**What the exercise asks:** Every line that contains the word "more" should be copied from the records below.

Stored items:
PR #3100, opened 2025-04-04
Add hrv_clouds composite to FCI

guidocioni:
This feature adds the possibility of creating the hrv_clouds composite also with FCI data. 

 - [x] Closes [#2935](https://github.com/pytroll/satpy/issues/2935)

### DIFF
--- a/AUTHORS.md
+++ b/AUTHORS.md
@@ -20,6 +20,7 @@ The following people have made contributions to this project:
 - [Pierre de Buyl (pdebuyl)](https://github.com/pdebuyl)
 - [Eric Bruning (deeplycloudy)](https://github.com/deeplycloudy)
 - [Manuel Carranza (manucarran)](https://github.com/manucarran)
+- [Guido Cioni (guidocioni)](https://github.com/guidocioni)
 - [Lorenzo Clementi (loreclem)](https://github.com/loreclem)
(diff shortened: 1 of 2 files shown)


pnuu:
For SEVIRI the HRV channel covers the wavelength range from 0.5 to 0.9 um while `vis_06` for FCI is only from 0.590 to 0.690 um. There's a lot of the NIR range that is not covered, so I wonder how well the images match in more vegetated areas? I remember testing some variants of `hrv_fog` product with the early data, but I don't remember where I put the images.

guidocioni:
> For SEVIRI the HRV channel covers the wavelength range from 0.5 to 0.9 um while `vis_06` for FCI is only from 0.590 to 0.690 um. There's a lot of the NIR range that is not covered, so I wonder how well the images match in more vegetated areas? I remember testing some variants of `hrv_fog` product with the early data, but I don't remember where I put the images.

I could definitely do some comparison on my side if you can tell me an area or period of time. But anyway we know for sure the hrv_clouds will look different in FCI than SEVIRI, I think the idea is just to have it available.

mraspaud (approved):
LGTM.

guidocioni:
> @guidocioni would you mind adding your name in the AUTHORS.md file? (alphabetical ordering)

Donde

==

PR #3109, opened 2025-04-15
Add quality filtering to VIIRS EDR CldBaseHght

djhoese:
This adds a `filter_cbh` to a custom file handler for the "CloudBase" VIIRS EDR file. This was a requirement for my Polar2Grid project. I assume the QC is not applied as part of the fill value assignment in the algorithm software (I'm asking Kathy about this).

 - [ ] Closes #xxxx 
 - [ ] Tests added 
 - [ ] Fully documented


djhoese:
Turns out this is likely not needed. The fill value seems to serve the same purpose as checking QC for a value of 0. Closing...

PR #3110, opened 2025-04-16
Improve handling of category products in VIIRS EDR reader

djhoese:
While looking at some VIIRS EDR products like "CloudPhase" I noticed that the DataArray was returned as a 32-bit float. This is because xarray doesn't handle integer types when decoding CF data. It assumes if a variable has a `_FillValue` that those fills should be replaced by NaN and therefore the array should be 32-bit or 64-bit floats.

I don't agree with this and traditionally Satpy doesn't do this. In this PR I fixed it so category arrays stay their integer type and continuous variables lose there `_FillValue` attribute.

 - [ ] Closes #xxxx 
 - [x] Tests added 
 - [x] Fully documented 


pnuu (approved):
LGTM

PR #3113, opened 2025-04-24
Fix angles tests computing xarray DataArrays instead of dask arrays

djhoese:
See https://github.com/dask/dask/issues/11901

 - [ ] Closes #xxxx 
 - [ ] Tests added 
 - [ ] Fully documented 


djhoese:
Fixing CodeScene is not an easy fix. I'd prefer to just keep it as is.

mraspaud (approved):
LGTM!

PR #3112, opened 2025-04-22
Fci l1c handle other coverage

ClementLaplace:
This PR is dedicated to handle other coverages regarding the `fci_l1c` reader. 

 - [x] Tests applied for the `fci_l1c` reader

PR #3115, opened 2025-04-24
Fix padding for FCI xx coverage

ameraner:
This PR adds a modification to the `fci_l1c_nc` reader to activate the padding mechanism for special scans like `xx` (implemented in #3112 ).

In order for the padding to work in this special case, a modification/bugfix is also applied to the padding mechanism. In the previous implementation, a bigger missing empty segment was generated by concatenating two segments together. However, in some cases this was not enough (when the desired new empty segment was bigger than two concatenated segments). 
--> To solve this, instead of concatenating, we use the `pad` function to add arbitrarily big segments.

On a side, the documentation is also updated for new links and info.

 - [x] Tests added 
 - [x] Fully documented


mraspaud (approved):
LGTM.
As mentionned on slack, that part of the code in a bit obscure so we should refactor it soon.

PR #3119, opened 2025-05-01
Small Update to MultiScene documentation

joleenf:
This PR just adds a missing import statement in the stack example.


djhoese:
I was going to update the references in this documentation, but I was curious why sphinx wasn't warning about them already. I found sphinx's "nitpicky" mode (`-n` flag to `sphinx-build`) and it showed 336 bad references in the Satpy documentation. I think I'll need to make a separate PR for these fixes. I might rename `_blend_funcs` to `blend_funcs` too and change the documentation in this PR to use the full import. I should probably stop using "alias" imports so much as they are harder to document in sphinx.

**Solution:**
For SEVIRI the HRV channel covers the wavelength range from 0.5 to 0.9 um while `vis_06` for FCI is only from 0.590 to 0.690 um. There's a lot of the NIR range that is not covered, so I wonder how well the images match in more vegetated areas? I remember testing some variants of `hrv_fog` product with the early data, but I don't remember where I put the images.
> For SEVIRI the HRV channel covers the wavelength range from 0.5 to 0.9 um while `vis_06` for FCI is only from 0.590 to 0.690 um. There's a lot of the NIR range that is not covered, so I wonder how well the images match in more vegetated areas? I remember testing some variants of `hrv_fog` product with the early data, but I don't remember where I put the images.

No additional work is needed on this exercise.